The contract was awarded as part of EPA’s program to shift 80 percent of the agency’s computing environment to the cloud by 2015, according to CGI.

“With this modernization initiative, EPA is accelerating the benefits of cloud computing across the enterprise,” Townes-Whitley said.

“With the agency’s vision of moving up to 20 percent of its environment to the cloud in the first year — and then 30 percent in years two and three — EPA is setting an impressive pace for cloud adoption. The plan will reduce the in-house maintenance burden while ensuring that EPA can seamlessly meet program requirements with fast, flexible, affordable and secure solutions,” she added.

“That’s a very ambitious goal, compared to other agencies.
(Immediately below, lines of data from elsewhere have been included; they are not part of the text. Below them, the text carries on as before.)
PR #1232, opened 2019-09-22
add support to sentinel version v1.2.x

shadim:


NickCraver:
Just seeing this - there will be no further releases on SE.Redis 1.x, so we will not be accepting any more commits either.

However, we still welcome Sentinel support (_with tests_, which so far no one has taken up) against current master :)

PR #1234, opened 2019-09-24
add CheckCertificateRevocation of SslStream.AuthenticateAsClient to Configuration

BLun78:
Hello,

in an enterprise infrastructure there is not always the possibility to check certificates for revocation. The target server from a certificate is not always accessible, e.g. AWS Cloud on Premise. I need to be able to disable the certificate revocation check.

I customized the documentation in the configuration and added the CheckCertificateRevocation attribute. The SslStream is now extended by a variation in the AuthenticateAsClient method. 
The risk that a defect is caused by this change is low. Also there is no breaking change, because the default: CheckCertificateRevocation=true remains the same. 
Please record this changerequest. Thank you.


mgravell:
I'm fine with this; makes perfect sense, thanks; merging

It hopefully indicates that EPA has done a detailed return on investment analysis and decided that cloud solutions offer a greater bang for the buck,” IDC’s McCarthy said.
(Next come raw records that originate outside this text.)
PR #871, opened 2026-03-15
GB: Drawing.s: box: fix drawing top and bottom incorrectly when x1==x2

bbbbbr:
- Output when x1==x2 was an I beam shape instead of a 1 pixel wide line

### DIFF
--- a/gbdk-lib/libc/targets/sm83/drawing.s
+++ b/gbdk-lib/libc/targets/sm83/drawing.s
@@ -539,7 +539,7 @@ ycirc$:
         LD      A,(.x_s+1)
         LD      C,A
         SUB     B
-        JR      NC,ychk$
+        JR      NC,ychk$   ; If x1 > x2 then swap
         LD      A,C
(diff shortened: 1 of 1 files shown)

In a recent management plan, EPA said it was aggressively moving toward cloud services, although the target noted by CGI is somewhat flexible.

The goal of reaching 80 percent cloud operations by 2015 is an estimate, according to the EPA. The actual number of applications that migrate to the cloud will depend upon a variety of factors such as suitability, the agency’s experience with the solution, its cost-efficiency, and its alignment with agency requirements.

The agency is moving to adopt cloud solutions to maximize IT efficiencies through five major initiatives:

• Internet Security and Network Services: In 2010-2011, EPA successfully migrated its wide area network infrastructure and perimeter security services (Managed Trusted Internet Protocol Services) to an external cloud platform provided by AT&T.
• Enterprise Service Desk: In 2011-2012, EPA began consolidating its local help desk call-center services by establishing a common IT ticketing platform and framework for enterprise service desk and problem management through an external cloud.
• EPA Private Cloud: The agency has established an internal private cloud solution for data center consolidation and server virtualization efforts. Initially, the private cloud will serve the agency’s program and regional customers.
• Applications Hosting — External Cloud: The infrastructure and applications hosting services contract just awarded to CGI Federal.
• Email and Collaboration Suite: EPA expects to award a 24,000-user email collaboration services cloud this summer.

In fiscal 2013, all of EPA will be able to place orders for external cloud services via GSA for low-sensitivity applications, or through the agency’s OEI-managed private cloud computing services for medium sensitivity applications that require high availability and internal data integration.

“We are looking holistically at our agency IT systems as investments,” said Malcolm Jackson, EPA’s chief information officer. In the past year, EPA’s IT review process has “brought to light opportunities to move technologies to the cloud, eliminate duplication of efforts, and reduce IT costs.”